Ed Hoopman is similarly convincing and subtle as Lowell, who was married three times and, unlike Bishop, an explicitly confessional poet.

The two of them write about everything to one another: bits of literary gossip; Bishop’s trials with her hairdresser; colleagues at the writer’s colony of Yaddo; loneliness and solitude; drinking; psychotherapy; the ethics of mixing fact and fiction in poetry. They wrote one another in the best of times and the worst of times—during fallow periods in their work, amid divorce, deaths, and births.

They even have fun writing blunt doggerel:

“Thirty-one and nothing done,” (Lowell)
“Thirty-seven and far from heaven,” (Bishop)

But the pair also produce deeply moving lines of love, as when Lowell looks back at a moment in their lives when he might have asked Bishop to marry him and writes, “Asking you is the might have been for me, the one towering change, the other life that might have been had.”

Perhaps it’s the chemistry between two such different personalities that allows for the startling emotional candor between these two poets.
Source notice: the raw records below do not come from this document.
Issue #14, opened 2021-10-25
Centralize definitions for metadata schemas


CodyCBakerPhD:
Adding this to the global to-do list, low priority. Would be another good first issue to tackle for someone learning the metadata details. 

**Describe the solution you'd like**
Some of the base interfaces, such as the [RecordingInterface](https://github.com/catalystneuro/nwb-conversion-tools/blob/master/nwb_conversion_tools/datainterfaces/ecephys/baserecordingextractorinterface.py#L50-L63), explicitly set definitions for their metadata schema structures.

These could and probably should be centralized into a single util location, and can also probably be generalized due to similarities across interfaces.

## Checklist

- [X] Have you ensured the feature or change was not already [reported](https://github.com/catalystneuro/nwb-conversion-tools/issues)?
- [X] Have you included a brief and descriptive title?
- [X] Have you included a clear description of the problem you are trying to solve?
- [X] Have you checked our [Contributing](https://nwb-conversion-tools.readthedocs.io/en/master/developer_guide.html) document?

h-mayorquin:
Linking here from #113 so this discussion is not lost. I agree with @CodyCBakerPhD that this is desirable as our metadata and the one in the API that is generated on the fly do not match. I would rather prefer to have ours hard-coded so we can consult it in an easier way (plus we have less code to maintain).  There must be another way of assuring ourselves that we are up to date but I am not that concerned about this as the schema does not -should not?- change this fast.

I add the link here to Cody's specific comment so it does not get lost once we merge the other issue:
https://github.com/catalystneuro/neuroconv/pull/113#issuecomment-1227724347

How are you thinking about this, @bendichter ?

h-mayorquin:
Another advantage of having the schema right now is that we can point it to users to it in the documentation (ideally, we should be able to point them to the real schema but as we mentioned, it is not identical).

CodyCBakerPhD:
Was closed accidentally by the first of several PRs necessary to finish this across the metadata structure

PR #113, opened 2022-08-25
[Testing]: Dev branch gallery workflows

CodyCBakerPhD:
Something I've wanted to do for a while is have some workflows that test against dev branches of key packages we depend on, like PyNWB.

I actually just ran across something while debugging a conversion and wanted to see if the workflows can replicate what I'm seeing before attempting a fix.

Now, a question remains how we want to implement such an approach. My current approach is to simply keep this on a separate branch from `main`, perhaps with a daily or weekly scheduled run, and either keep the draft PR open so it directly displays when the workflows are passing or failing, or keep it closed (I would still get the emails whenever it fails, but others wouldn't have to worry about it).

DANDI has a part of this in their testing matrix: https://github.com/dandi/dandi-cli/blob/master/.github/workflows/test.yml#L35-L43 but our suite is considerably heavier than theirs is so I don't think that would scale very well.


CodyCBakerPhD:
Yeaaahhh, this is what I see locally as well: https://github.com/catalystneuro/neuroconv/runs/8022980924?check_suite_focus=true

Basically I think something must have changed with docval upstream, and now our `get_schema_from_hdmf_class` method is dropping various fields.

If anyone knows what that might be they're welcome to try to fix it on a splinter from this branch, otherwise I'm going to place a higher priority on the long-standing issue #14 to just have interfaces load the less-obfuscated [metadata schema definition](https://github.com/catalystneuro/neuroconv/blob/main/src/neuroconv/schemas/metadata_schema.json).

bendichter:
> If anyone knows why that might be they're welcome to try to fix it on a splinter from this branch, otherwise I'm going to place a higher priority on the long-standing issue https://github.com/catalystneuro/neuroconv/issues/14 to just have interfaces load the less-obfuscated [metadata schema definition](https://github.com/catalystneuro/neuroconv/blob/main/src/neuroconv/schemas/metadata_schema.json).

I'd rather have the json schema be derived directly from the API rather than managing those fields separately.

It looks like the fields that are breaking are floats. In pynwb, several floats were changed in docval from 'float' to `float`. [here](https://github.com/NeurodataWithoutBorders/pynwb/commit/d75cc825fe4aaeae18feeac3cbcb3f70651a4c09)

CodyCBakerPhD:
> I'd rather have the json schema be derived directly from the API rather than managing those fields separately.

But we do not always define or use the structure in the same way - one example is the `rate` of various time series objects. PyNWB would see that as 'metadata' but we do not treat it as a field of our own metadata structure (we add it from underlying extractor objects).

We also need to keep our own metadata definitions like this up to date anyway for the YAML CLI specification: https://github.com/catalystneuro/neuroconv/blob/main/src/neuroconv/schemas/yaml_conversion_specification_schema.json so it's work that we're doing anyway.

The main complaint about having it autogenerated from the upstream classes is it becomes very difficult to debug since you can only diagnose a potential issue after you generate for an interface initialized on some data. @h-mayorquin and I actually found some bugs this way a couple weeks ago in the ophys interfaces (BTW any status on those fixes?) and it took like 20+ minutes to figure out why the structure wasn't validating correctly (and he was the only one with immediate access to the data, the only way I could load the `metadata_schema` he generated was for him to dump it to a JSON file and share it with me). Whereas if we had it in a central place (which we already do, we just need to update it a bit and utilize it in the interfaces) we could tell such things at a glance  from anywhere.

bendichter:
The current error:

```pytb
   def _error_on_new_warn_on_construct(self, error_msg: str):
        """
        Raise an error when a check is violated on instance creation.
        To ensure backwards compatibility, this method throws a warning
        instead of raising an error when reading from a file, ensuring that
        files with invalid data can be read. If error_msg is set to None
        the function will simply return without further action.
        """
        if error_msg is None:
            return
>       if not self._in_construct_mode:
E       AttributeError: 'ImageSeries' object has no attribute '_in_construct_mode'
```

looks like we aren't keeping up with the latest hdmf. See this PR: https://github.com/hdmf-dev/hdmf/commit/727636d8caf9e60042f989b3fc8567db71e171e5

CodyCBakerPhD:
> Should we have this PR install the latest from hdmf as well?

One would have hoped that installing and using the main dev branch of PyNWB would have also installed any further upstream dev branch dependencies, or at least have an extra requirements option for it, but I suppose not. So yeah, we'll always have to pair HDMF and PyNWB dev together

CodyCBakerPhD:
Hmm IDK, working with `dev` of HDMF didn't resolve it either...

h-mayorquin:
This is good, I was thinking on doing the same at the level of roiextractors with `neuroconv` for a while.

CodyCBakerPhD:
@h-mayorquin Yeah OK, IDK. Something happened and everything seems to magically pass CI now.

Requested/needed to fully test #170

h-mayorquin (commented):
I am confused. As it is, this would change our `testing.yml` to `dev-testing.yml` and since we added the deploy testing mechanism (to not run the suit when docstrings are only changed) this references `testing.yml` absolutely from main:

https://github.com/catalystneuro/neuroconv/blob/ebf3939c7036b9d64e431ec70b2b965789a81810/.github/workflows/deploy-tests.yml#L13

So this will fail once we merge, right?

Moreover, I feel that testing against dev should be a cron job like the ones we have for the formatwise installation tests and have a matrix for each of the dev branches (maybe we should also roiextractors?). 

Am I missing something?

CodyCBakerPhD:
> I am confused. As it is, this would change our testing.yml to dev-testing.yml and since we added the deploy testing mechanism (to not run the suit when docstrings are only changed) this references testing.yml absolutely from main:

Err yeah not sure what happened there - I think originally I just meant for this to be a thing that existed on this branch and the PR kept open, but it would be even better to have it run on all PRs so then I adjusted that. Should be fixed now - there should be two separate workflows, `testing` which tests whatever branch triggered on latest PyPI releases of everything, and does minimal tests before full tests, and now `dev-testing` which only runs full against all the dev branches

 
> So this will fail once we merge, right?

I'll adjust the target after merge, but I did just check and it was indeed not running this branches intended workflow, so fixing that now


> cron job like the ones we have for the formatwise installation tests and have a matrix for each of the dev branches

I think I set a cron on it so we get notifications when it fails, but I do think it should trigger on PRs so things like #170 can benefit from it, too.

Right now all dev branches are considered together at once - this is especially recommended for HDMF+PyNWB since they often have dev branches that work in tandem. The trouble with a matrix over those is then we do end up deploying an awful lot of testing, and I feel like any bugs that would should up on a single part of that matrix would also show up in the one that uses all dev branches simultaneously. Doing it this way also alerts us to inter-incompatible changes, *e.g.*, changes made to dev of HDMF somehow breaks something with changes to SI or ROIExtractors

> (maybe we should also roiextractors?).

Yeah, sure

CodyCBakerPhD:
@h-mayorquin With the `dev-testing.yml` as a separate workflow, do you think we should still test it over a matrix of Python versions and platforms? Or just pin it to 3.9 ubuntu?

h-mayorquin:
> @h-mayorquin With the `dev-testing.yml` as a separate workflow, do you think we should still test it over a matrix of Python versions and platforms? Or just pin it to 3.9 ubuntu?

The latter. Just latest version on Ubuntu.

h-mayorquin:
> 
> > cron job like the ones we have for the formatwise installation tests and have a matrix for each of the dev branches
> 
> I think I set a cron on it so we get notifications when it fails, but I do think it should trigger on PRs so things like #170 can benefit from it, too.
> 

My only concern is that if the dev is failing for reasons other than our own it might block some of our PRs. What do you think?

CodyCBakerPhD:
> My only concern is that if the dev is failing for reasons other than our own it might block some of our PRs. What do you think?

Right, that is why I originally wanted it to be something visible but separate... We could always just have it be non-required for merge, but still shows up to inform us when something is wrong just in case it is our fault and not theirs

Really, ideally, those sorts of upstream things shouldn't happen too often (or at all, if the upstream projects used a similar testing workflow to alert them of dev-level breaking changes)

CodyCBakerPhD:
Looks like there might still be problems to fix on our side, putting this back in draft for now

CodyCBakerPhD:
Leaving To-Do's: 

- [ ] Add test for new TypeError for `starting_frames` in `MovieInterface`
- [ ] Add test for new ValueError for `starting_frames` in `MovieInterface`

.github/workflows/dev-testing.yml
```diff
@@ -0,0 +1,110 @@
...
+        with:
+          python-version: 3.9
+
+      - name: Global Setup
+        run: |
+          python -m pip install -U pip  # Official recommended way
+          pip install pytest-xdist
+          git config --global user.email "CI@example.com"
+          git config --global user.name "CI Almighty"
+          pip install wheel # Needed for scan image
```
h-mayorquin, line 40: Should we move this line to the corresponding scan image requirements btw?

h-mayorquin (changes requested):
Looks good to me, two small things:
1) Can you add something about the tests that you added to the CHANGELOG?
2) Can you make the `starting_frames` on the new tests that you added integers?

.github/workflows/dev-testing.yml
CodyCBakerPhD: A good question, but unfortunately no - I tried that back when this was added but it needs `wheel` installed _prior_ to installing dependencies from requirements/setup including the `ScanImageReader` package. Very silly, I know.

CodyCBakerPhD:
> Can you add something about the tests that you added to the CHANGELOG?

Done

> Can you make the starting_frames on the new tests that you added integers?

Derp, fixed. Also improved annotation typing to make structure clearer.

.github/workflows/dev-testing.yml
h-mayorquin: What a shame indeed.

h-mayorquin (approved):
Great.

Perhaps it’s the physical distance between them for most of 30 years. Perhaps it’s the affinity between two artists who both struggle with sexuality, intimacy, and mental illness, and self-medicate with alcohol. Whatever it is, such frankness is as rare in life as it is onstage and a privilege to witness.

Director A. Nora Long has provided Boston audiences with a mostly wonderful production, though I was confused by the set, which, to me, evoked a dilapidated antique store or perhaps a musty poet’s garret, including a large and distracting 19th-century gramophone out of sync with the actual time period. Other innovations provided by the design team were ingenious, especially the way memory was evoked through images of water and sand.
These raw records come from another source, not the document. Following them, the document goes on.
PR #116, opened 2022-08-28
Add SegmentationInterface frame stubbing

CodyCBakerPhD:
Relies on https://github.com/catalystneuro/roiextractors/pull/201

Necessary for efficient debugging of my current conversion (entire segmentation data is over a GB, but a single frame is only ~1 MB; for comparison the typical 100 frame stub of a SpikeGLX recording is about 1/10 of that).


src/neuroconv/tools/roiextractors/roiextractors.py
```diff
@@ -888,7 +888,7 @@ def add_summary_images(
 
 
 def write_segmentation(
-    segext_obj: SegmentationExtractor,
+    segmentation_extractor: SegmentationExtractor,
```
h-mayorquin, line 891: Great! This has bothered me for a while.

h-mayorquin (commented):
Looks good to me

Looking at the future what do you think about just having making a `stub_test` a dict with stubggin options instead of a boolean? Advantages of this approach:
* No (or minimal) break of backwards compatibility.
* Different modalities might require different stubbing options (as a far fetched example we might want to stub images not only by frames but by position, or to stub units in sorter) and therefore their `run_conversion` will require different parameters. Having a single dict will allow us to have this flexibility while at the same time keep a consistency interface of the `run_conversion` signature across the different modalities.
* Avoids the [code smell of too many parameters](https://en.wikipedia.org/wiki/Code_smell#:~:text=Too%20many%20parameters%3A%20a%20long,a%20more%20clean%2Dcut%20way.) and keeps things that are related together in a single object (in this case a dict) which allows a more general testing procedure.

CodyCBakerPhD:
> Looking at the future what do you think about just having making a stub_test a dict with stubbing options instead of a boolean?

Yeah I've been thinking about that for a while, but if/when we do it we should do it for everything with a deprecation warning like with `save_path`. So we'll have 3 `*_options: dict` where applicable for `iterator`, `compression`, and `stub`. Fields of `stub` would be `enable`, `frames` to start with, and possible add `channels` or `subimage_shape` in the future.

CodyCBakerPhD:
But best to do in separate PR so we can get them all at once.

h-mayorquin:
> > Looking at the future what do you think about just having making a stub_test a dict with stubbing options instead of a boolean?
> 
> Yeah I've been thinking about that for a while, but if/when we do it we should do it for everything with a deprecation warning like with `save_path`. So we'll have 3 `*_options: dict` where applicable for `iterator`, `compression`, and `stub`. Fields of `stub` would be `enable`, `frames` to start with, and possible add `channels` or `subimage_shape` in the future.

Great. I agree that is totally out of the scope of this PR.

h-mayorquin (approved):
Tests seem to be passing now. Ready to go I guess.

CodyCBakerPhD:
@h-mayorquin Requires https://github.com/catalystneuro/roiextractors/pull/201, can you give that a review too?

PR #117, opened 2022-08-28
[DO NOT MERGE - splintering]: Segmentation fixes for volumetric data

CodyCBakerPhD:
Various improvements to `write_segmentation` methods and control over which fields get added.

- boolean flag for controlling whether or not ROI centroids are written to the plane segmentation table. This was proving to be a very expensive step for my current conversion (122K+ ROIs per file) so I am disabling it when running stubs
- The current method always writes image masks by default, but there are other types of masks available in PyNWB. In particular, voxel masks are essentially the way my data is stored in the source format, so I'd prefer to write it that way as well. So I added control over what type of mask gets written to the NWBFile. However, see comments below for some difficulties getting this to work with compression.
- I noticed that none of the Fluorescence traces for my SegmentationExtractor were getting chunked or compressed. Added both of those in with some basic iterative write as well.


h-mayorquin:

Whether or not you’re familiar with Elizabeth Bishop or Robert Lowell, their worlds or their poetry, you should hasten to this show. You will be drawn into a rich and satisfying celebration of love, friendship, and literary art.
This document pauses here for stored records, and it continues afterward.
PR #118, opened 2022-08-29
Add ROI centroid flag

CodyCBakerPhD:
First modularization of #117

### DIFF
--- a/src/neuroconv/tools/roiextractors/roiextractors.py
+++ b/src/neuroconv/tools/roiextractors/roiextractors.py
@@ -15,6 +15,7 @@ from pynwb.device import Device
 from pynwb.ophys import (
     ImageSegmentation,
     ImagingPlane,
+    PlaneSegmentation,
     Fluorescence,
     OpticalChannel,
     TwoPhotonSeries,
@@ -568,11 +569,13 @@ def add_plane_segmentation(
     nwbfile: NWBFile,
     metadata: Optional[dict],
     plane_segmentation_index: int = 0,
+    include_roi_centroids: bool = True,
     iterator_options: Optional[dict] = None,
     compression_options: Optional[dict] = None,
 ) -> NWBFile:
     """
     Adds the plane segmentation specified by the metadata to the image segmentation.
+
     If the plane segmentation already exists in the image segmentation, it is not added again.
 
     Parameters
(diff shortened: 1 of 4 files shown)


src/neuroconv/tools/roiextractors/roiextractors.py
```diff
@@ -671,9 +674,14 @@ def image_mask_iterator():
             ],
             id=roi_ids,
         )
-
-        image_segmentation.create_plane_segmentation(**plane_segmentation_kwargs)
-
+        plane_segmentation = PlaneSegmentation(**plane_segmentation_kwargs)
+        if include_roi_centroids:
+            tranpose_roi_location_axes = (1, 0) if len(segmentation_extractor.get_image_size()) == 2 else (1, 0, 2)
```
h-mayorquin, line 679: Can you write a brief comment on which case each of this if covers. Or maybe an appropriate name for the boolean variable instead? `dealing_with_non_volumetric_data = len(segmentation_extractor.get_image_size())==2` or something like this?

I just think that it took me a minute or two what this was for and I think I will forget in the future.

src/neuroconv/tools/roiextractors/roiextractors.py
```diff
@@ -671,9 +674,14 @@ def image_mask_iterator():
...
+            roi_locations = segmentation_extractor.get_roi_locations()[tranpose_roi_location_axes, :].T
```
h-mayorquin, line 680: I was kind of confused about the double transpose (as another transpose is repeated on line 680) at first glance. Maybe some comment about that? 

I get that you require to write the images in the expected format (columns vs heights) [hence transpose in lines 677] and then you transpose all the roi_locations to get num_rois in the first dimension. Not related tot his PR but should not we return the roi locations in shape `(num_rois, shape_of_the_images)`?

h-mayorquin (changes requested):
Looks good to me. Thanks for breaking this apart. Some minimal request for the sake of future readability of the code.

src/neuroconv/tools/roiextractors/roiextractors.py
CodyCBakerPhD: Added comment

src/neuroconv/tools/roiextractors/roiextractors.py
CodyCBakerPhD: Moved transpose to emphasize connection to writing as column to table

h-mayorquin (commented):
There are some on-going conflicts with this one.

h-mayorquin (approved):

Helen Epstein is the author of six books of non-fiction, including Children of the Holocaust; Where She Came From: A Daughter’s Search for her Mother’s History; a collection of profiles of musicians; and a biography of Joe Papp. All are published as ebooks by Plunkett Lake Press.

1 Comment

  1. Tim Jackson on November 7, 2014 at 1:28 am

    In the play Bishop says disapprovingly to Robert Lowell, ”Art just isn’t worth that much,” about using his wife’s letters in his work. A reader, she said, can’t tell ”what’s true, what isn’t . . . how much has been ‘made up,’ and so on.”
    Is that one of the keys to this play? Is it also about how life informs art and whether the value of art is worth the sacrifice. Though all the words are from their letters, Sarah Ruhl certainly took similar liberties and so the question is on the table. I’ve seen many of Ruhl plays including Passion Play at the Irondale Center in Fort Greene, Brooklyn in 2010, which was amazing. She certainly writes on different levels.
    Your review drew me to this play, which was followed by a wonderful post-performance with Lloyd Schwartz and Louise Kennedy, I’m so glad I caught this production. I agree Laura Latreille was remarkable.